PARADE OF REMOTE RITUALS
We need a carriage—a new cliché—with which to lift your heavy soul from here to the after-there. We need a rite to indulge the increasing frequency with which fact imitates illusion, and illusion imitates fact. Our gizmos and gadgets got us this far, and they’ll take us a little further. No, you are the gizmo, and this your mighty steed: an Evinrude on the Styx, revving you onward on entropy and fumes.
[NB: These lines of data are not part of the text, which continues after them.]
PR #1071, opened 2023-02-17
[16.0][MIG] mail_optional_follower_notification: Migration to 16.0

yankinmax:
ref: RD-622


yankinmax:
@adrienpeiffer @sbidoul @pedrobaeza

damdam-s (approved):

mail_optional_follower_notification/__manifest__.py
```diff
@@ -0,0 +1,13 @@
+# Copyright 2016 ACSONE SA/NV (<http://acsone.eu>)
+# License AGPL-3.0 or later (https://www.gnu.org/licenses/agpl).
+{
+    "name": "Mail optional follower notification",
+    "summary": "Choose to notify followers on mail.compose.message",
+    "author": "ACSONE SA/NV," "Odoo Community Association (OCA)",
+    "website": "https://github.com/OCA/social",
+    "category": "Social Network",
+    "version": "16.0.1.0.1",
```
simahawk:
```suggestion
    "version": "16.0.1.0.0",
```

mail_optional_follower_notification/models/mail_thread.py
```diff
@@ -0,0 +1,30 @@
...
+from odoo.tools import config
+
+
+class MailThread(models.AbstractModel):
+    _inherit = "mail.thread"
+
+    def _notify_get_recipients(self, message, msg_vals, **kwargs):
+        """Compute recipients to notify based on subtype and followers. This
+        method returns data structured as expected for ``_notify_recipients``."""
+        test_condition = config["test_enable"] and not self.env.context.get(
```
simahawk: why do we need this test condition? :thinking:

simahawk (changes requested):

mail_optional_follower_notification/models/mail_thread.py
yankinmax: I didn't modify the existing approach.
It seems this was added to fix Travis build while migrating to v14.
https://github.com/OCA/social/commit/05c8aea71a38fcce24659f9d03e9653f383be677

Now, probably we can remove it as tests are green

simahawk: Well, there's no explanation of that change on that commit because it was squashed on the migration one :man_shrugging:

simahawk (approved):

yankinmax:
@pedrobaeza can you pls help to get it merged?

PR #904, opened 2022-05-03
[15.0][MIG] email_template_qweb: Migration to 15.0

fshah-initos:

PR #1072, opened 2023-02-20
[MIG] email_template_qweb: Migration to 15.0

dzungtran89:
- This PR superseds https://github.com/OCA/social/pull/904


ivantodorovich (approved):
Technically LG

email_template_qweb/models/mail_template.py
```diff
@@ -26,7 +26,9 @@ def generate_email(self, res_ids, fields):
         ).items():
             self_with_lang = self.with_context(lang=lang)
             for res_id in res_ids:
-                if self.body_type == "qweb" and (not fields or "body_html" in fields):
+                if self.body_type == "qweb_view" and (
+                    not fields or "body_html" in fields
+                ):
```
hbrunn, line 31: can't you by now override https://github.com/odoo/odoo/blob/15.0/addons/mail/models/mail_render_mixin.py#L565 and just pass the value of `body_type` in `engine`?

hbrunn (changes requested):

email_template_qweb/models/mail_template.py
dzungtran89: That actually renders a mail template, while this tries to take the predefined [views](https://github.com/OCA/social/pull/1072/files#diff-3111cb97ab1476860a01e335e26ed4196c9535d5dae0bce9a9358c4668e28ab3R15) to render the mail's body

hbrunn: I know what the module is doing because I'm it's original author ;-)

But now I see this function insists on views with an [xmlid](https://github.com/odoo/odoo/blob/15.0/addons/mail/models/mail_render_mixin.py#L378) for that case, so it's indeed not usable for our case

hbrunn (approved):

PR #1074, opened 2023-02-22
[15.0][ADD] mail_send_confirmation

AungKoKoLin1997:
This module shows confirmation dialog when send mail to the customers.
The purpose of this module is to avoid a mail is sent to the customer instead of an internal note on the chatter.

@qrtl


AungKoKoLin1997:
pre-commit is failing because of eslint. I am not expert at odoo javascript. If anyone can suggest me better approach for this module, I am always welcome and ready to make adjustment.

yostashiro:
Tested on runboat. While it works on the send button in the chatter, no confirmation is requested when you switch to the message modal, which I think makes this solution incomplete.



I was wondering if it would make the design simpler if we:

- add a 'I understand that the message will be sent to the external follower(s)' checkbox in the template and disable the 'Send' button if the checkbox is not selected, and
- do the same for the message modal

Another approach I thought was to migrate https://github.com/OCA/web/tree/14.0/web_send_message_popup to 15.0 (there is already a PR) and add an option in this module to request for a confirmation before sending the message.

PR #1076, opened 2023-02-23
[ADD] mail_activity_unlink_log

etobella:
This addon enforces the creation of a message when an activity is unlinked.
This change tries to avoid a possible bad practice of deletion of an activity without notifying the deletion.


LoisRForgeFlow (commented):
LGTM but maybe a more descriptive module name would be good. On a quick shoot, I can think on mail_activity_log_unlink or mail_activity_notify_unlink

pedrobaeza:
Yeah, `mail_activity_unlink_log` seems OK.

mail_activity_unlink_log/__manifest__.py
```diff
@@ -0,0 +1,14 @@
+# Copyright 2023 CreuBlanca
+# License AGPL-3.0 or later (https://www.gnu.org/licenses/agpl).
+
+{
+    "name": "Mail Activity Unlink",
```
LoisRForgeFlow: Change the name here

LoisRForgeFlow (approved):
:+1:

sanchonuria (approved):

kluna1998 (approved):
LGTM! 👍🏽

PR #1077, opened 2023-02-23
[FIX] mail_tracking_email: tuple index out of range fix

jok-adhoc:


pedrobaeza:
Can you put steps to reproduce the problem and maybe a regression test?

PR #1084, opened 2023-03-03
[16.0][MIG] mass_mailing_partner

nguyenminhchien:


mass_mailing_partner/models/mailing_contact.py
```diff
@@ -34,47 +34,75 @@ def _check_partner_id_list_ids(self):
...
+                list_ids=vals.get("list_ids", []),
+            )
+            # Don't take the tag_ids from the cache, because it triggers to re-update
+            # the values of creating new Partner by removing the key `category_id`.
+            # Therefore, new partner does not have value for Tags
+            tag_vals = vals.get("tag_ids")
+            if record.partner_id.category_id:
+                # Get Tags from Partner to take into account the tags from Mailing List as well
+                tag_vals = [(6, 0, record.partner_id.category_id.ids)]
+            new_vals.update({"tag_ids": tag_vals})
```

PARADE OF SOLAR DISCOMFORT
We’ll always have the forever summer of Kyoto, Copenhagen, Paris… It may have been December, but it was hot as ever. We wore our uniforms: our suits and ties and lanyards and tags. We wore it all begrudgingly, desperate to feel a chill touch on the skin. We presented our papers and consulted our notes and marked the pages laid out before us with occasional beads of sweat. More and more would drip, warmer and warmer as we were at every summit. It was that heat that gnawed at me, and in that sticky haze drove me to drown myself in coolant and you in the Seine.
These texts pay direct homage to the godfather of the gizmo and eternal genius, Reyner Banham. We have deliberately built on his linguistic brilliance to form the foundation of many of the above texts. In inhabiting his narrative structure, we are offering both a look ahead and a reflection on the status of technology in daily life and the positivist attitudes that have foregrounded today’s late, late capitalist age. To that extent, he is an author in these texts, and we hope he’s not turning in his grave.